Arjun slowed the footage. A tiny reflection in the elevator’s metal panel revealed part of the woman’s face. He recognized her.

Meera, the receptionist.

Arjun brought Meera into an empty conference room.

“I have footage of you leaving in Rajiv’s clothes,” he said.

She folded her arms. “He ruined my sister’s life,” she snapped. “Promised marriage, cheated her, left her broke. I only wanted the files to expose him.”

“So you killed him?”

“No!” Tears filled her eyes. “I went to get the proof. He was alive when I left. I wore his jacket so the cameras would think he was walking out. I wanted people to believe he disappeared, not died.”

“Why?”

“If the world thought he ran away, his investors would panic, and his dirty deals would collapse.”

Her story rang half-true, but Arjun needed more.

Before he could dig deeper, Arjun’s phone buzzed. Commissioner Verma wanted a private meeting.

Verma closed the office door. “Drop the hotel case,” he said quietly. “Suicide, open-and-shut.”

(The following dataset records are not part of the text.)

PR #4488, opened 2026-09-20
focused-rust-proof: derive feature flags so gam-pyffi tests can link

### LINKED ISSUE #4455: focused-rust-proof cannot link any gam-pyffi test binary: `--all-features` re-enables pyo3 `extension-module`
**Symptom.** Every `focused-rust-proof.yml` dispatch with `package=gam-pyffi` fails in "Build focused test target". The failure is a link error only: rustc accepts the crate, then `rust-lld` reports `undefined symbol: PyList_New`, `_Py_DecRef`, `PyExc_ValueError`, ... and `could not compile gam-pyffi (lib test)`. No test runs.

Example: run 35501641338 (job 106054328604), package gam-pyffi, target lib, filter `nonfinite_values_round_trip_losslessly`. The build took 1145 s and exited 101.

**Root cause.** `crates/gam-pyffi/Cargo.toml` deliberately puts pyo3's `extension-module` (no libpython link) behind the default-on feature `extension-module`, so that `cargo test -p gam-pyffi --no-default-features` links libpython and runs the unit tests. `.github/workflows/focused-rust-proof.yml` builds and runs with `cargo test -p "$PACKAGE" --all-features ...` (around lines 311 and 375), which turns `extension-module` back on. So the gam-pyffi `#[test]`s the rlib crate-type was added to exercise (#954/#964/#965/#966) can never be exercised by this workflow.

**Fix direction.** When the package is gam-pyffi, the workflow's feature selection has to exclude `extension-module`, for example `--no-default-features` plus the crate's other features. The cleaner alternative is a per-package feature input rather than a blanket `--all-features`. Either way, it needs to link libpython, which the `auto-initialize` pyo3 feature already expects. The runner also needs a Python dev library present.

SauersML:
Fixes #4455

## Problem
`focused-rust-proof.yml` built and ran every package with `cargo test --all-features`. For gam-pyffi, that turns on the default feature `extension-module`, which is pyo3's "do not link libpython" switch. So the lib-test binary always failed to link (`undefined symbol: PyList_New`, ...), and no gam-pyffi `#[test]` could ever run in a focused proof. Run 35501641338 is an example.

## Fix
"Validate inputs" now derives the feature selection from the package's own manifest, using `cargo metadata --no-deps` and jq. Rather than naming a package, it applies a rule:
- A package that declares `extension-module` is built with `--no-default-features`, plus `--features <all others>` when it has any.
- Every other package keeps `--all-features`.

For gam-pyffi this reproduces exactly what `rust-archive.yml` already does (`-p gam-pyffi --no-default-features`), which is the layout the crate's Cargo.toml documents for running its unit tests. The build step and the run step read the same `FEATURE_ARGS`, so they can never build different feature sets.

The shell logic was checked locally on four synthetic feature maps, with the results:
- `{default, extension-module}` gives `--no-default-features`;
- adding `gpu` gives `--no-default-features --features gpu`;
- `{gpu}` gives `--all-features`;
- `{}` gives `--all-features`.

The YAML parses.

## Validation
A focused proof dispatched on this branch with package gam-pyffi, target lib, filter `nonfinite_values_round_trip_losslessly`. The run uses the edited workflow from the branch ref.

---


SauersML:
Landing note (gam-fb, 2026-09-21): merged into main by a two-parent merge, 07beb92930ad.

Arjun’s instincts screamed. “Sir, it’s murder.”

Verma’s eyes hardened. “Listen to me. You like your badge? End the investigation.”

Arjun left without replying. He now knew two things: Verma had motive, and someone inside the hotel helped.

A lab report arrived: the door lock showed it had been opened at 11:20 p.m.—after Meera left. Only one card could do that: the victim’s own key.

But the key was missing.

Arjun replayed the footage. At 11:22 p.m., the service elevator carried one last passenger: Commissioner Verma, wearing a raincoat and cap.

Arjun quietly obtained a warrant and confronted Verma at his farmhouse.

“You went to the hotel after Meera left,” Arjun said. “You took Rajiv’s key from the front desk earlier. He had proof of your corruption. You silenced him.”

Verma gave a cold smile. “Bold theory. Any evidence?”

Arjun slid a pen drive across the table. “Service elevator video. Your face reflected in the metal. Not perfect, but enough.”

Verma’s smile faded. “You’ll ruin your career.”

“I’d rather lose a job than my conscience.”

The commissioner lunged for the flash drive. Officers waiting outside stormed in and pulled him back.

Days later, the case made headlines: Top Cop Arrested for Murder of Consultant.
Meera was charged only for obstruction of justice; her sister’s complaint against Rajiv supported her motive but not murder.
Dev was cleared after his testimony helped prove the timeline.

Arjun stood outside the hotel one last time. Rain washed the neon lights into streaks on the pavement.

The electronic lock on Room 812 had been replaced, but Arjun still carried the real “key”: the evidence of power, greed, and how close justice had come to being locked away.